YouTubers are Applying Their Makeup With What? Genius or Absurd?

YouTubers are Applying Their Makeup With What? Genius or Absurd?

YouTubers are Applying Their Makeup With What? Genius or Absurd?

 

Birth of Youtube and Beauty Gurus

 

In 2005, YouTube was born when a team of PayPal employees, Chad Hurley, Steve Chen and Jawed Karim, developed the site to share videos easily. It wasn’t long until a young blogger and makeup artist, named Michelle Phan, began posting makeup tutorials under the username “Ricebunny”. By 2010, thanks to Buzzfeed, Phan’s videos went viral and so did the social video-sharing site, inspiring a whole new generation of “beauty gurus” to post their own makeup tips and product reviews.

 

The Rise of Viral Beauty Products to Apply Makeup

 

These enterprising young women helped propel unknown brands like Limecrime and JeffreeStar Cosmetics out of relative obscurity into the limelight. Thanks to tons of reviews from youtube beauty vloggers the BeautyBlender became everyone’s (not-so)-secret weapon to getting flawless coverage. There was just one problem besides how often it needed to be replaced, this godsend of a sponge also soaked up a whole lot of product.

 

So in late 2016 when Hong-Kong-based Molly Cosmetics released the silicone sponge, “Silisponge” beauty bloggers everywhere started tossing their old BeautyBlenders in the garbage. The genius non-porous silicone surface means that most of the foundation ends up on your face instead of trapped inside the sponge and ultimately down the sink. A creative YouTuber, Kelsey Alfred, realized after the product went out of stock that it looked an awful lot like a silicone bra insert — or “chicken cutlet” — and tested it on how well it applied foundation. This has, shall we say, sparked a bizarre new trend where beauty YouTubers are using ordinary household products to apply their makeup.

 

YouTubers Are Using Household Products to Apply Makeup

 

We’re sure you’ve probably seen the videos where beauty gurus use spoons, forks and even socks to get even coverage. But would you use tampons, maxi pads or even condoms to apply your makeup?

 

Beauty Vloggers Use Menstrual Products Instead of Brushes or Sponges

 

That’s exactly what vloggers like Chloe Morello, Beauty Vixxen and more are doing. Beauty Vixxen cleaned a condom and placed lotion inside to apply her makeup while Laila Tahri popped her beauty blender inside a condom to get the same flawless coverage.
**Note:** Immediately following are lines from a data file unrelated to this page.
PR #6963, opened 2025-04-17
feat: add sqlite peer_db

hansieodendaal:
Description
---
- Added an sqlite implementation of peer_db.
- Removed the lmdb implementation of peer_db.

Motivation and Context
---
The lmdb peer_db was memory and resource intensive.

How Has This Been Tested?
---
New unit tests
Existing unit tests depending on the new peer_db implementation pass
System-level testing passed

---
Code review
System-level testing 

Breaking Changes
---

- [ ] None
- [ ] Requires hard fork
- [X] Other - Please specify

BREAKING CHANGES: 
- The existing lmbd peer_db will be discarded (left intact but not used anymore).
- In PeerManager, the method `fn closest_peers` is replaced with `fn closest_n_active_peers` as amore flexible alternative.

## Summary by CodeRabbit

- **New Features**
  - Transitioned peer storage backend from LMDB to SQLite, enhancing reliability and simplifying setup.
  - Added test utilities for creating peers with address stats and recent last-seen timestamps.
  - Extended peer and address data structures with constructors, conversion methods, and reset functions.
- **Bug Fixes**
  - Unified peer add/update operations into `add_or_update_peer` for consistency across modules.
  - Corrected configuration comments to specify SQLite database paths instead of LMDB.
- **Refactor**
  - Removed legacy peer query framework and migration code; replaced with async wrappers over SQLite.
  - Enhanced peer selection, filtering, and banning logic to leverage new database queries.
  - Simplified batch peer retrieval in wallet and FFI layers with direct SQL queries.
  - Updated test setups to use SQLite, replacing in-memory or LMDB dependencies.
  - Replaced direct sync calls with async wrappers in discovery, network, and connection modules.
  - Improved asynchronous handling and batch processing for peer management.
- **Chores**
  - Removed LMDB and related dependencies; added SQLite, Diesel, and migration crates.
  - Created SQL migration scripts for node identity, peers, and addresses schemas.
  - Managed temporary database cleanup in tests and connection pools.
  - Cleaned imports and streamlined peer manager initialization in examples and tests.
- **Documentation**
  - Updated configuration comments to clarify transition from LMDB to SQLite storage paths.


comms/dht/src/proto/mod.rs
```diff
@@ -138,7 +138,8 @@ impl TryFrom<rpc::PeerIdentityClaim> for PeerIdentityClaim {
             .filter_map(|addr| Multiaddr::try_from(addr).ok())
             .collect::<Vec<_>>();
 
-        let features = PeerFeatures::from_bits(value.peer_features).ok_or_else(|| anyhow!("Invalid peer features"))?;
+        let features = PeerFeatures::from_bits_u32_truncate(value.peer_features)
+            .ok_or_else(|| anyhow!("Invalid peer features"))?;
```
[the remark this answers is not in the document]
hansieodendaal:
```
PeerFeatures::from_bits(u8::try_from(value & 0b1111_1111).expect("will not fail"))
```
This method (`PeerFeatures::from_bit`) will return None if any unknown bits are set.

comms/core/src/peer_manager/storage/migrations/2025-04-14-072200_initial/up.sql
```diff
@@ -0,0 +1,43 @@
...
+     avg_latency BIGINT,
+     latency_sample_count INTEGER,
+     last_attempted TIMESTAMP,
+     last_failed_reason TEXT,
+     quality_score INTEGER,
+     source TEXT NOT NULL,
+
+     FOREIGN KEY (peer_id) REFERENCES peers (peer_id) ON DELETE CASCADE,
+     CONSTRAINT unique_address UNIQUE (address)
+);
```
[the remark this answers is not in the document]
hansieodendaal: Agree with missing index, but we do not allow the same address to be associated more than one peer or the same peer more than once.

comms/core/src/peer_manager/storage/database.rs
```diff
@@ -0,0 +1,2285 @@
...
+                                .clone()
+                                .map_or("NULL".to_string(), |meta| format!("x'{}'", hex::to_hex(&meta))),
+                            p.peer.deleted_at.map_or("NULL".to_string(), |dt| format!("'{}'", dt)),
+                        )
+                    })
+                    .collect::<Vec<String>>()
+                    .join(", "),
+            );
+
+            peer_query.push_str(" ON CONFLICT (node_id) DO NOTHING");
```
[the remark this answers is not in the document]
hansieodendaal: SQLite does not support the DEFAULT keyword in INSERT statements, which Diesel uses for batch inserts. Diesel's batch insert API is designed for databases like PostgreSQL that support this feature.

comms/core/src/peer_manager/storage/database.rs
```diff
@@ -0,0 +1,2267 @@
...
+                        ));
+                    }
+                    ids.push(format!("x'{}'", address_update.address));
+                }
+            }
+
+            if !set_clauses.is_empty() {
+                address_query.push_str(&set_clauses.join(", "));
+                address_query.push_str(&format!(" WHERE id IN ({})", ids.join(", ")));
+                conn.batch_execute(&address_query)?;
```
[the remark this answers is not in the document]
hansieodendaal: SQLite does not support the DEFAULT keyword in INSERT statements, which Diesel uses for batch inserts. Diesel's batch insert API is designed for databases like PostgreSQL that support this feature.

comms/core/src/peer_manager/peer_features.rs
```diff
@@ -64,6 +64,11 @@ impl PeerFeatures {
             _ => "unknown",
         }
     }
+
+    /// Returns the bits of the PeerFeatures as an i32
+    pub fn to_i32(&self) -> i32 {
+        i32::try_from(self.bits()).unwrap_or_default()
```
sdbondi: Is this used? Seems kind of dangerous as it will lose data silently. Since both i32 and u32 are 32 bits it is more correct to cast `self.bits() as i32`, which could be negative but is lossless i.e. you can convert it back using `my_i32 as u32`. This is the correct way to convert this when using diesel, or if this is not used, remove it
```suggestion
        i32::try_from(self.bits()).unwrap_or_default()
```

comms/core/src/peer_manager/manager.rs
```diff
@@ -349,30 +421,39 @@ impl PeerManager {
...
-        self.peer_storage.read().await.is_peer_banned(node_id)
+        let peer_manager = self.clone();
+        let node_id = node_id.clone();
+        tokio::task::spawn_blocking(move || peer_manager.peer_storage_sql.is_peer_banned(&node_id)).await?
     }
 
-    pub async fn update_each<F>(&self, mut f: F) -> Result<usize, PeerManagerError>
+    // TODO: This function is still hugely inefficient as it retrieve all peers and then perform an update operation -
+    // TODO: it should be split into smaller targeted queries - investigate caller function use case for this.
+    pub async fn update_each<F>(&self, f: &mut F, features: Option<PeerFeatures>) -> Result<usize, PeerManagerError>
```
stringhandler: I am not sure this method is called. I think I was able to remove it. It's probably better to find where this is used, if at all and then change it to a single update statement

comms/core/src/peer_manager/storage/database.rs
```diff
@@ -0,0 +1,2304 @@
...
+                    let added_at = p.peer.added_at;
+                    let user_agent = sql_escape(&p.peer.user_agent);
+                    let metadata = p
+                        .peer
+                        .metadata
+                        .clone()
+                        .map_or("NULL".to_string(), |meta| format!("x'{}'", hex::to_hex(&meta)));
+                    let deleted_at = p.peer.deleted_at.map_or("NULL".to_string(), |dt| format!("'{}'", dt));
+
+                    format!(
```
stringhandler: Constructing sql strings is bad practice, especially since the data is retrieved from the network. 

It is better to create a sql statement with parameters and bind them to the parameters, or even better, use diesel's generated structs. 

In this case, rather:
1. Execute Begin Transaction
2. In a for loop, in each iteration, insert a single peer.
3. Commit the transaction

This will eliminate the need for `sql_escape` and also prevent problems where the query becomes too long that the api rejects it

comms/core/src/peer_manager/storage/database.rs
```diff
@@ -0,0 +1,2304 @@
...
+    ) -> Result<(), StorageError> {
+        let mut conn = self.connection.get_pooled_connection()?;
+        conn.transaction::<_, StorageError, _>(|conn| {
+            // Batch update peers
+            if !peers_with_addresses.is_empty() {
+                let mut peer_query = String::from("UPDATE peers SET ");
+                let mut set_clauses = vec![];
+                let mut node_ids = vec![];
+
+                for update in &peers_with_addresses {
```
stringhandler: This can be done with diesel. Rather use that.

It looks like you have the diesel struct already implemented below, so why not just use that?

comms/core/src/peer_manager/storage/database.rs
stringhandler: This code is already wrapped in a transaction, so just insert one line at a time

comms/core/src/peer_manager/storage/database.rs
```diff
@@ -0,0 +1,2304 @@
...
+        if n == 0 {
+            return Ok(Vec::new());
+        }
+
+        let mut conn = self.connection.get_pooled_connection()?;
+        let exclude_node_ids = exclude_node_ids.iter().map(|id| id.to_hex()).collect::<Vec<_>>();
+
+        conn.transaction::<_, StorageError, _>(|conn| {
+            // Step 1: Filtered list of node_ids
+            let mut node_ids: Vec<String> = peers::table
```
stringhandler: This reads out the whole db. How about this instead:
Add a column `random_i` to the database and fill it with either a random byte or a deterministic byte from a hash of the peer_id. Then change your query to sort by the random byte and take the top `n`. You can also choose a random offset to skip some nodes

comms/core/src/peer_manager/storage/migrations/2025-04-14-072200_initial/up.sql
```diff
@@ -0,0 +1,45 @@
...
+    node_id TEXT NOT NULL,
+    flags INTEGER NOT NULL,
+    banned_until TIMESTAMP,
+    banned_reason TEXT,
+    features INTEGER NOT NULL,
+    supported_protocols TEXT NOT NULL,
+    added_at TIMESTAMP NOT NULL DEFAULT CURRENT_TIMESTAMP,
+    user_agent TEXT NOT NULL,
+    metadata BLOB,
+    deleted_at TEXT,
```
stringhandler:
```suggestion
    deleted_at TIMESTAMP,
```

stringhandler (commented):
This pr could introduce some vulnerabilities if the manual sql crafting is not removed. 

I don't think we need to physically delete any rows from the database, since it is pretty efficient to filter by deleted_at. This was not the case with lmdb though.

comms/core/src/peer_manager/manager.rs
hansieodendaal: New db query `reset_offline_non_wallet_peers` added, and all this code removed.

applications/minotari_console_wallet/src/ui/state/app_state.rs
```diff
@@ -944,8 +944,17 @@ impl AppStateInner {
         let peer_manager = self.wallet.comms.peer_manager();
         let mut peers = Vec::with_capacity(connections.len());
         for c in &connections {
-            if let Ok(Some(p)) = peer_manager.find_by_node_id(c.peer_node_id()).await {
-                peers.push(p);
+            match peer_manager.find_by_node_id(c.peer_node_id()).await {
```
SWvheerden: this can probably be done better with `.find_by_node_ids(Vec<Peer_id>)`

comms/core/src/peer_manager/manager.rs
```diff
@@ -20,93 +20,68 @@
...
-                    });
-                }
-            }
-        }
-        let mut lock = self.peer_storage.write().await;
-        let peer_id = lock.add_peer(peer)?;
+    pub async fn add_or_update_peer(&self, peer: Peer) -> Result<PeerId, PeerManagerError> {
+        let peer_manager = self.clone();
+        let peer_id =
+            tokio::task::spawn_blocking(move || peer_manager.peer_storage_sql.add_or_update_peer(peer)).await??;
```
SWvheerden: why spawn a block task here if we are going to await the results any way?

comms/core/src/peer_manager/storage/database.rs
```diff
@@ -0,0 +1,2667 @@
...
+        self.this_peer_identity.clone()
+    }
+
+    fn add_this_peer_node_identity_to_db(&self) -> Result<(), StorageError> {
+        let mut conn = self.connection.get_pooled_connection()?;
+
+        let node_identity_indexes = node_identity::table.load::<NewThisPeerIdentitySql>(&mut conn)?;
+        if node_identity_indexes.len() > 1 {
+            return Err(StorageError::UnexpectedResult(format!(
+                "There are multiple node identities fort this peer in the database, expected 1, found {}",
```
SWvheerden:
```suggestion
                "There are multiple node identities for this peer in the database, expected 1, found {}",
```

Both remarked that this method works remarkably well.

 

As a tongue-in-cheek joke, Ashley Blue DeFrancesco (IG: ashleybluedef) applied her foundation using an ordinary tampon. We don’t know if this could truly be a hack because it would seem that the tampon would soak up most of the foundation as well. (As Refinery29 asked, isn’t that what a tampon is supposed to do?) Perhaps, this can still be used as a backup if you forget to pack your makeup tools. And Chloe Morello stuck pads under her eyes to catch her eyeshadow fallout. (She cut the pads in half and stuck the adhesive side under her eyes with the rounded side down).

 

Since more and more women are discovering the benefits of period panties and ditching their old tampons and pads, these beauty hacks for applying makeup may give new life to conventional menstrual products. Condom makeup sponge anyone?